Engineering is an inherently creative process that requires rigorous attention to details. However, engineering is also a collaborative, human centric process with adhoc activities. Engineering automations are few and rare – not just during programming but also during modeling, testing or maintenance. This PhD topic explores uses for machine learning in context of software engineering. On the most basic level, we envision the application of machine learning for reasoning with incomplete, uncertain, and/or incorrect software engineering knowledge. Justifiably, most engineering tools follow the philosophy of “garbage in-garbage out”. How could a tool reason correctly in the presence of errors? How could a tool reason at all if the input is incomplete? Yet, we must. Much of engineering is about uncertainty, incompleteness, and incorrectness. If our tools are only useful once we have complete and correct information, then arguably these tools are not useful during much of the engineering process. Obviously, this topic requires us to explore concrete applications in the software engineering domain. This set of applications is flexible and could include:

  • Change Impact: Change Impact Prediction is about understanding what is affected by changes.

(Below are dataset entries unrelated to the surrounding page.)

PR #2372, opened 2021-11-11
Update fpgainfo events to latest register specs

sc-ele:
Update fpgainfo events to latest register specs.

The failing check does not seem to have anything to do with my code. It complains about missing doxygen, kernel headers not installed, etc.


tools/libboard/board_n6000/board_event_log.c
```diff
@@ -218,6 +219,27 @@ static void bel_print_header(const char *label, struct bel_header *header)
 	printf("  " BEL_LABEL_FMT "%s", 50, label, time_str);
 }
 
+static void reserved_field(void *p, uint32_t value, size_t first, size_t last)
+{
+	UNUSED_PARAM(p);  // Need dummy paramater to cheat the coding style check!
```
tswhison, line 224: Please don't do this.  The coding style check is there for a reason.  What is the issue?

tools/libboard/board_n6000/board_event_log.c
```diff
@@ -218,6 +219,27 @@ static void bel_print_header(const char *label, struct bel_header *header)
...
+	uint32_t mask = UINT_MAX >> (32 - (last - first));
+	uint32_t field = (value >> first) & mask;
+
+	if (field != 0)
+		printf("      *** RESERVED FIELD [%lu:%lu] IS NOT ZERO: 0x%X\n", last - 1, first, field);
+}
+
+static void reserved_bit(void *p, uint32_t value, size_t offset)
+{
+	UNUSED_PARAM(p);  // Need dummy paramater to cheat the coding style check!
```
tswhison, line 235: Please don't do this.  Why is the coding style check being subverted?

tswhison (changes requested):

sc-ele:
In the calls to these functions, I wanted to align the value parameter in the same column as the surrounding calls as it looks much nicer and helps with readability. Coding style check complains about this, it does not allow spaces where I put a dummy NULL parameter. It does not understand esthetics.

Sure, I can change it to the ugly look if you insist.

/Esa
________________________________

sc-ele:
I have changed the code slightly so that the first label parameter is actually used.

Don't know why the code checks fail, don't seem to have anything to do with my code but the build environment as far as I can see.

tswhison (approved):

PR #2383, opened 2021-11-16
spdlog: update external version to 1.9.2

tswhison:


tswhison:
Not updating now, as spdlog fails CI for CentOS7.X and Fedora3X.

PR #2387, opened 2021-11-16
PACSign: output more info when libcrypto not found

tswhison:
When the openssl hsm_manager fails to find libcrypto.so, output a
message describing the packages required to install the library.


michael-adler:
Well, the message is better but not actually true. There must be a way to search for a library with a minimum version.

michael-adler:
> It's true for distros where no libcrypto.so is found. Installing openssl-devel will remedy that. It will not work as a remedy for all scenarios, particularly when the distro doesn't natively support a secure version of the library; but isn't it better than the prior stack trace.

Any user of a distro where both 1.1.1 and an older version are both available will be quite confused.

anandaravuri (approved):

r-rojo (approved):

For example, much like an online shopping platform uses machine learning to recommend products (if you are buying this then you might need that also), an engineering platform could recommend code changes (people who have changed this code also changed that code).
  • Artifact Traceability: Experiments have shown that engineers who know where requirements are implemented in the code (traceability links) are not only 20% faster during maintenance but 60% more correct in identifying the changes necessary when a requirement changes. While there is a clearly demonstrated and strong benefit in using traceability links, today creating and maintaining traceability links is an error-prone, human-intensive activity that requires upfront investments (i.e., trace link capture during development for later use during maintenance). Moreover, reasoning with traceability links is problematic if the links and the various engineering artifacts are incomplete and/or partially incorrect. Machine learning could be helpful in recommending trace links.
  • Variability: Fast-changing technologies and increasingly specialized customer demands require custom-tailored systems. Software development capture this diversity by providing systems that are customizable through features. Unfortunately, these customizations typically allow for a very large number of feature combinations that need to be explored during modeling, programming, and testing. In most industrial settings, it is impossible to test all possible feature combinations. Machine learning could identify interesting feature combinations to explore.
  • Adaptability and Optimization: Pluggable, adaptable systems are a pre-requisite for a self-repairing and self-optimizing process. Take for example the manufacturing domain where we need to understand manufacturing processes for producing products. These processes need to be self-adaptable to allow for changing product variations. Self-optimization must ensure the efficient usage of resources (machines and workers) with minimal downtime. There is a trade off among changing environmental conditions, supply chain problems, or even evolving worker capabilities and manufacturing machines. Machine learning would be useful to help explore the many variables and their effect on one another – in this and other application domains (e.g., smart cities, health care).

PhD Topic

Software Engineering


Alexander Egyed


About the PhD Advisor

Alexander Egyed is a professor for Software-Intensive Systems at the Johannes Kepler University, Austria (JKU) and the scientific head of the area of Cognitive Robotics and Shop Floors of the Pro2Future competence center for smart production. He received his Doctorate degree from the University of Southern California, USA in 2000 and then worked in industry until joining the University College London, UK in 2007 and JKU in 2008. At JKU, he built up a 35-people strong research group which is most recognized for its work on software and systems design – particularly on variability, consistency, traceability, and testing/monitoring. Dr. Egyed has over a hundred refereed scientific book, journal, and conference contributions with nearly 6000 citations to date. He was recognized a top scholar in software engineering in Communications of the ACM, Springer Scientometrics, and Microsoft Academic Search. He was also named an IBM Research Faculty Fellow in recognition for his contributions to consistency checking, received Recognition of Service Awards from the IEEE and ACM, Best Paper Awards from ICSME, ECSA, COMPSAC and WICSA, and an Outstanding Achievement Award from the USC. Dr. Egyed served as program chair, steering committee member, and editorial board member. He is a member of the IEEE, IEEE Computer Society, ACM, and ACM SigSoft.